I also really liked this Antique Sound Headphone Amp with Senheiser headphones. It listed for 1200 dollars. You could also used this as a preamp. The Antique Headphone Amp used 2A3 Tubes. It sounded so perfect and could go very loud without breaking up. Plus it had that nice tube sound.

Also alot of the designers were really nice. I mentioned Ole. Al from Dynaudio, Mark O'brien from Rougue Audio, Dale Fontenot from Roman Audio speakers, Alan Yun from Silverline, Tash Goka from Divergent technologies and Gilbert Young from Blue Circle were really good guys.
twilo
Carl, I agree, I thought that was the best sound I heard. A too-brief and tightly controlled demo, unfortunately. For the size of the those speakers, what impressed me most was how lifelike and natural and engaging the solo piano sounded.
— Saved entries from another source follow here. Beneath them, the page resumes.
PR #8335, opened 2019-05-31
testing/proj4: add java-proj4 subpackage

hjaekel:
* add subpackage for java bindings
* add check()
* remove cd "$builddir"
* remove empty variables
* remove || return 1

no abi changes, so no rebuild of dependent packages

limiting arch since openjdk10 is only available on those arches


hjaekel:
> on makedepends= have the ending double quote on a newline for nicer diffs in the future

done

PR #8339, opened 2019-06-01
main/dhcp: fix circular dependencies

tcely:


tcely:
I just forgot in this case. Other times a rebase wipes out that change.

PR #8348, opened 2019-06-01
testing/sequoia-sqv: upgrade to 0.7.0

tcely:


testing/sequoia-sqv/APKBUILD
```diff
@@ -31,7 +31,10 @@ _cargo_env() {
 build() {
 	_cargo_env
 
-	sed -i -e '/^version =/s/=.*$/= "'"$pkgver"'"/' sqv/Cargo.toml
+	sed -i.orig -e '/^version =/s/=.*$/= "'"$pkgver"'"/' sqv/Cargo.toml
```
Ikke: Could you add a comment explaining the goal of this? Thanks.

tcely: Previous source archives did not update the version to match. This change and diff is for detecting when that happened again.

PR #8352, opened 2019-06-01
testing/sigrok-cli: modernize

maxice8:


testing/sigrok-cli/APKBUILD
```diff
@@ -1,20 +1,16 @@
 # Maintainer: Marian Buschsieweke <marian.buschsieweke@ovgu.de>
-
-pkgname="sigrok-cli"
+pkgname=sigrok-cli
```
tcely:
```suggestion
pkgname="sigrok-cli"
```

I'm never going to approve unquoting values for variable assignments. This is a step backward in my opinion.

PR #8451, opened 2019-06-04
testing/py3-forbiddenfruit: new aport

dimon222:
This is one of dependencies for [should_be](https://github.com/DirectXMan12/should_be/blob/master/setup.py) which is often used for tests.


dimon222:
@maxice8 applied sugggested corrections

PR #8459, opened 2019-06-04
 Added aarch64 support

ossdev07:
Architecture specific condition has been added for aarch64 in the packages -

community/cassandra-cpp-driver
community/ddrescue
community/elasticsearch
community/john


community/ddrescue/APKBUILD
```diff
@@ -4,7 +4,7 @@ pkgver=1.24
 pkgrel=0
 pkgdesc="Data recovery tool for block devices with errors"
 url="https://www.gnu.org/s/ddrescue/ddrescue.html"
-arch="all !aarch64"
+arch="all aarch64"
```
PureTryOut: "All" already includes aarch64 when it's not explicitely excluded like before.

ossdev07: We have done the required changes in the latest commit. Please have a look at it.
Will take care of the PR title from now onwards, thanks for letting us know. :smiley:

PureTryOut: Seems good, please squash your commits into one though.

I wonder, who is "we"?

bratkartoffel:
I'm unsure of this PR. Why was aarch64 disabled before? Can you ensure that it works now?

Commits responsible disabling aarch64 for these packages:
* ddrescue: https://github.com/alpinelinux/aports/commit/c6e3fd1dd700ae56ad5dbb9ffefb2df3a761dde6
* cassandra-cpp-driver: https://github.com/alpinelinux/aports/commit/b6b191cb348faa02bf6dee681863420febea0483
* elasticsearch: was never enabled
* john: was never enabled

tcely:
@ossdev07 Thank you for contributing!

I have some thoughts on both this PR and the responses to it.

1. The title is not as helpful as I would like it to be. This is not a big deal, I figured out what was going on from the changes.
1. I would have made a commit per APKBUILD change, squashing to one commit makes no sense to me.
1. It does not matter why `aarch64` was disabled. If it builds and checks pass now, we should enable it.
1. We don't ensure packages are bug-free, we build them, then deal with issues that are filed when those come in.
1. Please be sure to check DroneCI results as those cover more architectures.
1. If it passes CI, I think there should be a good reason given not to enable the architecture rather than a reason to enable it.

ossdev07:
Hi, When can we expect the PR to get merge?

ncopa:
we will not merge a PR with a commit that enables aarch64 and then disables it again in the next commit. Instead, squash those two so we have on singe commit that does the right thing on first try.

The commit message for the first commit is also misleading. It enables aarch64 for more packages.

I will clean it up for you this time. Thanks!

PR #8460, opened 2019-06-04
community/flatpak-builder: fix url, disable tests

maxice8:


maxice8:
@Cogitri

Cogitri:
fwiw the tests failed for me with the same error as Travis

community/flatpak-builder/APKBUILD
```diff
@@ -24,15 +26,9 @@ build() {
 		--libexecdir=/usr/lib/$pkgname \
 		--disable-static \
 		--with-dwarf-header=/usr/include/libdwarf
-
 	make
 }
 
-check() {
-	#make -k check
```
misery: Why remove it? Should be fixed someday instead of "ignore it"

maxice8: @fcolista (if i remember correctly) said it causes confusion to have check() defined with check disabled in options.

Cogitri: Yup, @TBK also mentioned that

PR #8462, opened 2019-06-04
testing/shunit2: new aport

oliv3r:
shUnit2 is a xUnit based unit test framework for Bourne based shell scripts.

### DIFF
--- a/testing/shunit2/APKBUILD
+++ b/testing/shunit2/APKBUILD
@@ -1,0 +1,27 @@
+# Contributor: Olliver Schinagl <oliver@schinagl.nl>
+# Maintainer: Olliver Schinagl <oliver@schinagl.nl>
+pkgname="shunit2"
+pkgver="2.1.7"
+pkgrel=0
+pkgdesc="A xUnit based unit test framework for Bourne based shell scripts."
+url="https://github.com/kward/shunit2/"
+arch="noarch"
+license="Apache-2.0"
+makedepends="bash dash loksh zsh"
+subpackages="${pkgname}-doc"
+source="${pkgname}-${pkgver}.tar.gz::https://github.com/kward/shunit2/archive/v${pkgver}.tar.gz"
+
+check() {
+	_tmpdir="${TMPDIR:-/tmp/}"
+	TMPDIR="$(mktemp -d -p "${_tmpdir}" shunit2.XXXXXXXX)" ./gen_test_report.sh
+	rm -rf "${_tmpdir}/shunit2.*"
+}
+
+package() {
+	install -D -m 644 -t "${pkgdir}/usr/bin/" \
+		"shunit2"
+	install -D -m 644 -t "${pkgdir}/usr/share/doc/${pkgname}/" \
+		"README.md"
+}
+
+sha512sums="35453cf2c469eb1bab2fff0624b8037a09d405c377fec0938875a6339749d5934fe246eec5691a121290ae9e4ee5cbf7768b740c5f0010a5345c4e111c50fbbd  shunit2-2.1.7.tar.gz"


testing/shunit2/APKBUILD
```diff
@@ -0,0 +1,27 @@
+# Contributor: Olliver Schinagl <oliver@schinagl.nl>
+# Maintainer: Olliver Schinagl <oliver@schinagl.nl>
+pkgname=shunit2
+pkgver="2.1.7"
+pkgrel=0
+pkgdesc="shUnit2 is a xUnit based unit test framework for Bourne based shell scripts."
```
tcely:
```suggestion
pkgdesc="A xUnit based unit test framework for Bourne based shell scripts."
```

tcely:
@oliv3r Thanks for your contribution!

FYI, the customary commit message is:

```
testing/<NAME>: new aport

<URL>
<pkgdesc>
```

testing/shunit2/APKBUILD
```diff
@@ -0,0 +1,27 @@
+# Contributor: Olliver Schinagl <oliver@schinagl.nl>
+# Maintainer: Olliver Schinagl <oliver@schinagl.nl>
+pkgname=shunit2
```
tcely:
```suggestion
pkgname="shunit2"
```

testing/shunit2/APKBUILD
```diff
@@ -0,0 +1,27 @@
...
+pkgrel=0
+pkgdesc="shUnit2 is a xUnit based unit test framework for Bourne based shell scripts."
+url="https://github.com/kward/shunit2/"
+arch="noarch"
+license="Apache-2.0"
+subpackages="${pkgname}-doc"
+source="${pkgname}-${pkgver}.tar.gz::https://github.com/kward/${pkgname}/archive/v${pkgver}.tar.gz"
+
+check()
+{
```
tcely: Please put the opening brace on the same line as the function name.

testing/shunit2/APKBUILD
```diff
@@ -0,0 +1,27 @@
...
+	TMPDIR="$(mktemp -d -p "/tmp/" shunit2.XXXXXXXX)" ./gen_test_report.sh
+	rm -rf "/tmp/shunit2.*"
+}
+
+package()
+{
```
tcely: `package() {`

testing/shunit2/APKBUILD
```diff
@@ -0,0 +1,27 @@
...
+pkgdesc="shUnit2 is a xUnit based unit test framework for Bourne based shell scripts."
+url="https://github.com/kward/shunit2/"
+arch="noarch"
+license="Apache-2.0"
+subpackages="${pkgname}-doc"
+source="${pkgname}-${pkgver}.tar.gz::https://github.com/kward/${pkgname}/archive/v${pkgver}.tar.gz"
+
+check()
+{
+	TMPDIR="$(mktemp -d -p "/tmp/" shunit2.XXXXXXXX)" ./gen_test_report.sh
```
tcely:
```suggestion
	local tempdir
	tempdir="$(mkdir -p "$TMPDIR"; mktemp -d -t shunit2.XXXXXXXX)"
	TMPDIR="$tempdir" ./gen_test_report.sh
```

TMPDIR could already be set (even to a non-existent path), so we shouldn't hard-code `/tmp` here.

testing/shunit2/APKBUILD
```diff
@@ -0,0 +1,27 @@
...
+	rm -rf "/tmp/shunit2.*"
```
tcely:
```suggestion
	rm -rf "${tempdir}"
```

testing/shunit2/APKBUILD
oliv3r: I just copy pasted the description from the website, but I do agree that this reads nicer.

testing/shunit2/APKBUILD
oliv3r: The irony, I'm usually the one that falls over this :) Sorry, I missed that.

testing/shunit2/APKBUILD
oliv3r: I'd rather not use local, as that is a bashism specific thing (future proofing). However I fully agree that TMPDIR could be set, and we should only set it if it is not set.

testing/shunit2/APKBUILD
oliv3r: I see both styles used in the code base, and have always used this style on my previous contributions. As a C programmer, it obviously makes more sense :)

I tend to see this style used more in POSIX compliant/portable non-bash shell scripts; but true, it's a mixed bag.

So since this is more a reviewer's choice, and don't see it implemented as a linting rule checker of the test suite/rule written down, I'll leave it as is for now

maxice8: **use** the style as pointed by @tcely

[Thank you](https://github.com/maxice8/atools/blob/master/alint.5.scd#L247)

oliv3r:
> For [0876061](https://github.com/alpinelinux/aports/commit/0876061ac7ff8ab0fec9d78439130674557e93ea)
> 
> pkgver doesn't need to be quoted
Yeah but it's very poor/sloppy style to not.
> functions have opening brace in the same line
as per reply
> don't need to install LICENSE
Not sure if there is a strict 'need', but since its there, a common decency. I understand from the alpine 'as small as possible' point of view you want this to be at least part of the -doc package, and not the main package, Debian however for example requires it to be installed at all times, due to legal reasons. So I can imagine, that in the future Alpine would even require it also (due to legal reasons). So at least be prepared and have it in the -doc ready (as do others).

oliv3r:
Many thanks for the quick review guys, and sorry for missing a few things! Much appreciated!

maxice8:
> > For [0876061](https://github.com/alpinelinux/aports/commit/0876061ac7ff8ab0fec9d78439130674557e93ea)
> > pkgver doesn't need to be quoted
> 
> Yeah but it's very poor/sloppy style to not.
> 

It isn't.

> > functions have opening brace in the same line
> 
> as per reply
> 

**Please** apply the suggestions

testing/shunit2/APKBUILD
oliv3r: Thank you for your link, but this points to your personal repository. Can you point me to authoritative unbiased information? E.g. meeting minutes or a quote from @ncopa? So far I still see both styles in the repo, and this linter doesn't seem to run during PR's?

maxice8: [Here](https://github.com/alpinelinux/aports/blob/master/CODINGSTYLE.md)

testing/shunit2/APKBUILD
```diff
@@ -0,0 +1,29 @@
+# Contributor: Olliver Schinagl <oliver@schinagl.nl>
+# Maintainer: Olliver Schinagl <oliver@schinagl.nl>
+pkgname="shunit2"
+pkgver="2.1.7"
+pkgrel="0"
```
maxice8: don't quote literal integers

testing/shunit2/APKBUILD
oliv3r: you do realize that I instantiated that right? :) So that was kind of a low-blow :p

maxice8: I know that very well, feel free to ping when the changes are done

maxice8:
ping

maxice8:
ping

oliv3r:
>     * [x]  adjust commit message
> 
>     * [x]  quote pkgname
> 
>     * [x]  adjust description
> 
>     * [ ]  function style changes
> 
>     * [ ]  save temporary directory in a variable then remove it later
@tcely done

tcely:
@oliv3r you are still using a glob match to remove the temporary directory.

oliv3r:
@tcely and a bad one  at that (it's inside the quote). Sorry for missing that. I missed that. Looks like it has been merged. I think it should fail, as it will try to remove the string 'shunit.*' and so leaves the cruft behind. I'll send a hotfix now; as we can just nuke the entire _tmpdir due to it being generated as a subdir anyway. Again, sorry for missing it, i'll open the new PR on gitlab though.

PR #8467, opened 2019-06-04
testing/qtchooser: new aport

PureTryOut:
QtChooser is normally meant to allow the user to switch between several installations of Qt easily (including Qt4), by symlinking all Qt binaries from the actually installed location (`/usr/lib/qt5/bin` for the distro packages) to `/usr/bin`. Currently all Qt binaries are available with a `-qt5` suffix, but some software (most notably KDE Plasma) expects it without the suffix. Rather than patching all the individual applications, this is the proper solution.

Note that this can work with Qt4 quite easily, but my understanding is that we should try to get rid of Qt4 instead and not make any effort in improving it.

### DIFF
--- a/community/qt5-qtbase/APKBUILD
+++ b/community/qt5-qtbase/APKBUILD
@@ -7,11 +7,11 @@ _ver=${_ver/_/-}
 _ver=${_ver/beta0/beta}
 _ver=${_ver/rc0/rc}
 _V=${_ver/rc/RC}
-pkgrel=0
+pkgrel=1
 pkgdesc="Qt5 - QtBase components"
-url="http://qt-project.org/"
+url="https://qt.io/developers/"
 arch="all"
-license="LGPL-2.0 with exceptions or GPL-3.0 with exceptions"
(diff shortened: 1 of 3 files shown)


community/qt5-qtbase/APKBUILD
```diff
@@ -7,13 +7,14 @@ _ver=${_ver/_/-}
 _ver=${_ver/beta0/beta}
 _ver=${_ver/rc0/rc}
 _V=${_ver/rc/RC}
-pkgrel=0
+pkgrel=1
 pkgdesc="Qt5 - QtBase components"
 url="http://qt-project.org/"
```
maxice8: While you're at it fix the url https://www.qt.io/developers/

community/qt5-qtbase/APKBUILD
```diff
@@ -7,13 +7,14 @@ _ver=${_ver/_/-}
...
 arch="all"
 license="LGPL-2.0 with exceptions or GPL-3.0 with exceptions"
```
maxice8: those are not SPDX identifiers but whatever

PureTryOut: I _think_ I corrected them properly, but someone with more knowledge of this will have to verify.

PR #8475, opened 2019-06-04
community/automoc4: remove

PureTryOut:
CC @fcolista, do you mind me taking over maintainership of attica? It's part of KDE Frameworks and I'm maintaining the rest of it since last and this month.


maxice8:
Might as well remove unmaintained/tomahawk since it depends on it.

PR #8481, opened 2019-06-05
testing/py3-shouldbe: new aport

dimon222:
Depends on #8451


dimon222:
@maxice8 adjusted according to suggestions

PR #8514, opened 2019-06-05
testing/ostinato: update to latest Git and move to Qt5

PureTryOut:
This should be the last of the Qt4 dependent packages :tada:

Thanks to SpaceToast on IRC on helping it get to compile.

The update to a Git version is required for Qt5 support, as no new release with support for it has been made yet.

CC @little-dude

### DIFF
--- a/testing/ostinato/ModelTest.patch
+++ b/testing/ostinato/ModelTest.patch
@@ -1,0 +1,18 @@
+Undefined reference to ModelTest::ModelTest under defaults.
+Clearly, we're not in a debug mode, but the sources think we are.
+
+Patch is not upstream, made by SpaceToast on #alpine-devel
+diff -ur a/client/ostinato.pro b/client/ostinato.pro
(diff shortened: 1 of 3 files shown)


testing/ostinato/ModelTest.patch
```diff
@@ -0,0 +1,16 @@
+Undefined reference to ModelTest::ModelTest under defaults.
+Clearly, we're not in a debug mode, but the sources think we are.
+diff -ur a/client/ostinato.pro b/client/ostinato.pro
```
Cogitri: Is this upstream?

PureTryOut: No, the patch is made by SpaceToast

Cogitri: Maybe it'd be a good idea mentioning that in the patch header then, makes it easier for other people to touch this :)

PR #8532, opened 2019-06-05
main/binutils: security upgrade to 2.32

J0WI:


Ikke:
These security fixes might need to be backported as well? 3.9 has binutils-2.31, 3.8 has binutils-2.30.

J0WI:
Only 2.31 is affected.

PR #8537, opened 2019-06-06
community/py-hypothesis: upgrade to 4.24.2

maxice8:


maxice8:
@ddevault

ddevault:
Do you want to adopt this package?

maxice8:
I wouldn't mind

maxice8:
@ddevault updated to include maintainership change.

maxice8:
Thanks for the quick response and taking care of py-hypothesis.

PR #9243, opened 2019-07-02
testing/wabt: new aport

ids1024:


testing/wabt/APKBUILD
```diff
@@ -0,0 +1,32 @@
+# Contributor: Ian Douglas Scott <ian@iandouglasscott.com>
+# Maintainer: Ian Douglas Scott <ian@iandouglasscott.com>
+pkgname=wabt
+pkgver=1.0.11
+pkgrel=0
+pkgdesc="WebAssembly binary toolkit"
+arch="all"
+url="https://github.com/WebAssembly/wabt"
+license="Apache-2.0"
+makedepends=cmake
```
maxice8: makedepends should be quoted

testing/wabt/APKBUILD
```diff
@@ -0,0 +1,32 @@
...
+subpackages="$pkgname-doc"
+source="$pkgname-$pkgver.tar.gz::$url/archive/$pkgver.tar.gz"
+
+prepare() {
+	default_prepare
```
maxice8: prepare() is defined as `default_prepare` by default, so this whole definition can be removed.

ids1024:
The tests inconveniently use vendored dependencies. I've raised an issue about that upstream: https://github.com/WebAssembly/wabt/issues/1103.

Probably including a patch to use the packaged versions would be a good short-term solution, until it is (hopefully) addressed upstream. But I'll see what response that issue gets.

maxice8:
You can set !check in options="" with a comment in the mean time

ids1024:
I've amended the commit to address these concerns.

PR #9244, opened 2019-07-02
add mongo-cxx-driver

russkel:
Requires https://github.com/alpinelinux/aports/pull/9486

Added the CXX driver which is also Apache 2.0 licensed.

### DIFF
--- a/testing/mongo-cxx-driver/APKBUILD
+++ b/testing/mongo-cxx-driver/APKBUILD
@@ -1,0 +1,81 @@
+# Contributor: Russ Webber <russ@rw.id.au>
+# Maintainer: Russ Webber <russ@rw.id.au>
+pkgname="mongo-cxx-driver"
+pkgver="3.4.0"
+_commit="131fa1a67acd45c0eebcbdcfee42b212af8d2e80" # master compiles with GCC8.3/CXX17
+pkgrel=0
+pkgdesc="C++ driver for MongoDB"
+url="http://mongocxx.org/"
+arch="all"
+license="Apache-2.0"
+makedepends="cmake mongo-c-driver-dev libbson-dev openssl-dev python3 snappy-dev"
+subpackages="$pkgname-dev:_dev libbsoncxx libbsoncxx-dev"
+depends_dev="libbson-dev"
+source="mongo-cxx-driver-$pkgver.tar.gz::https://github.com/mongodb/mongo-cxx-driver/archive/$_commit.tar.gz
+	01-dont-build-mongo-tests.patch"
+builddir="$srcdir/mongo-cxx-driver-$_commit"
+
+prepare() {
+	mkdir -p "$builddir/build"
+	default_prepare
+}
+
+build() {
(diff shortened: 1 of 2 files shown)


russkel:
Okay, so the tests are failing because of:

```
-------------------------------------------------------------------------------
Create streams.events and assert we can read a single event
-------------------------------------------------------------------------------
/aports/testing/mongo-cxx-driver/src/mongo-cxx-driver-131fa1a67acd45c0eebcbdcfee42b212af8d2e80/src/mongocxx/test/change_streams.cpp:277
...............................................................................

/aports/testing/mongo-cxx-driver/src/mongo-cxx-driver-131fa1a67acd45c0eebcbdcfee42b212af8d2e80/src/mongocxx/test/change_streams.cpp:277: FAILED:
due to unexpected exception with message:
  No suitable servers found (`serverSelectionTryOnce` set): [connection refused
  calling ismaster on 'localhost:27017']: generic server error
```

Is it worthwhile running the server for testing? *Can* the server be run for testing?

russkel:
```
>>> mongo-cxx-driver-dev*: Package size: 1.2 MB
>>> mongo-cxx-driver-dev*: Compressing data...
>>> mongo-cxx-driver-dev*: Create checksum...
>>> mongo-cxx-driver-dev*: Create mongo-cxx-driver-dev-3.4.0-r0.apk
>>> mongo-cxx-driver*: Tracing dependencies...
>>> ERROR: mongo-cxx-driver*: libbsoncxx.so._noabi: path not found
so:libbson-1.0.so.0
so:libc.musl-x86_64.so.1
so:libgcc_s.so.1
so:libmongoc-1.0.so.0
so:libstdc++.so.6 
```
Is this a bug with abuild not liking non-numeric SOVERSIONS?

ncopa:
> Is it worthwhile running the server for testing? _Can_ the server be run for testing?

Only if the server is built together with this package, but I think its not. As I understad we dont even ship a server, so we cannot have a server as checkdepends either.

I think we can simply disable tests that requires a server.

russkel:
Will rebase when #9486 is merged.

maxice8:
rebase please

russkel:
mongo-c-driver-dev should depend on libbson-dev

testing/mongo-cxx-driver/APKBUILD
```diff
@@ -0,0 +1,60 @@
...
+	make test
+}
+
+package() {
+	cd "$builddir/build"
+	make DESTDIR="$pkgdir" install
+	rm -rf "$pkgdir"/usr/share/mongo-cxx-driver/
+}
+
+libbsoncxx() {
```
maxice8: doesn't it also have its own -dev contents ?

russkel: It does. I see you changed mongo-c-driver. I will modify to suit.

russkel: :tada: working now.

PR #9250, opened 2019-07-02
testing/libglvnd: new aport

russkel:
https://github.com/NVIDIA/libglvnd
libglvnd is a vendor-neutral dispatch layer for arbitrating OpenGL API calls between multiple vendors.

Part of my work to get OpenGL routing through Alpine linux with Docker Nvidia runtime. I haven't been successful yet, but this package seems to compile fine so my issues might lie elsewhere.

### DIFF
--- a/testing/libglvnd/APKBUILD
+++ b/testing/libglvnd/APKBUILD
@@ -1,0 +1,48 @@
+# Contributor: Russ Webber <russ@rw.id.au>
+# Maintainer: Russ Webber <russ@rw.id.au>
+pkgname=libglvnd
+pkgver=1.1.1
+pkgrel=0
+pkgdesc="libglvnd is a vendor-neutral dispatch layer for arbitrating OpenGL API calls between multiple vendors."
+url="https://github.com/NVIDIA/libglvnd"
+arch="all"
+license="custom"
+options="!check"	# test suite requires an Xorg display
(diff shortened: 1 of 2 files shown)


maxice8:
Doesn't NVIDIA not work with musl ?

Also this is definitively not enough since you also need to modify mesa to compile with it and deal with the shlib changes.

russkel:
> Doesn't NVIDIA not work with musl ?

I'll admit I am not sure what's going on with the Nvidia runtime. I don't really know how the internals work.

> Also this is definitively not enough since you also need to modify mesa to compile with it and deal with the shlib changes. (Source: did the libglvnd work on Void Linux that went nowhere due to musl incompatibilities)

I am just trying to replicate that's happening with these ubuntu Dockerfiles: https://gitlab.com/nvidia/opengl/tree/ubuntu18.04 Is this the same as what you are talking about? I can't see any MESA compiling steps.

If you have tried this already then I'll just set fire to it and find something else.

maxice8:
> I'll admit I am not sure what's going on with the Nvidia runtime. I don't really know how the internals work.

the NVIDIA proprietary driver doesn't work with musl

See the fedora spec file for mesa: https://src.fedoraproject.org/rpms/mesa/blob/master/f/mesa.spec

russkel:
You have saved me a bit of time then. I guess I'll have to see if VirtualGL works.

PR #9258, opened 2019-07-02
main/curl: define static() for older stable versions

maxice8:


ncopa:
I doubt we will ever backport the introduction of `-static` subpackage as it can potentially break things if people expect it to be in the `-dev` package.

PR #9262, opened 2019-07-02
testing/vulkan-tools: new aport

PureTryOut:


maxice8:
commit body should have 

$url
$pkgdesc

when adding a new aport

maxice8:
ping

PR #9263, opened 2019-07-02
testing/code-server: new aport

wenerme:


wenerme:
will set arch="x86_64"

PR #9268, opened 2019-07-02
community/php7-pecl-redis: upgrade to 5.0.0

andypost:
Ref https://pecl.php.net/package-changelog.php?package=redis&release=5.0.0

PS It depends on `php7-json` because it supposed to be bundled https://www.php.net/manual/en/extensions.membership.php#extensions.membership.bundled


andypost:
@faabiosr are you ok with major upgrade?

faabiosr:
Yes Mate!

Man, there sure was a lot of dCS gear at this show!
Plato, My two friends and I were at the show together and agree with you. We kept returning to the MBL room. The MBL speakers continue to have problems with bass integration every time I hear them. The bass isn't up to the rest of the system. Perhaps that because what's up from there is in a class of it's own? Despite this we found the sound easy and natural with no sense of impending fatigue. My favorite room just ahead of TacT. Marakanetz, I can only say that we must have very!!! different biases as we don't seem to agree on much.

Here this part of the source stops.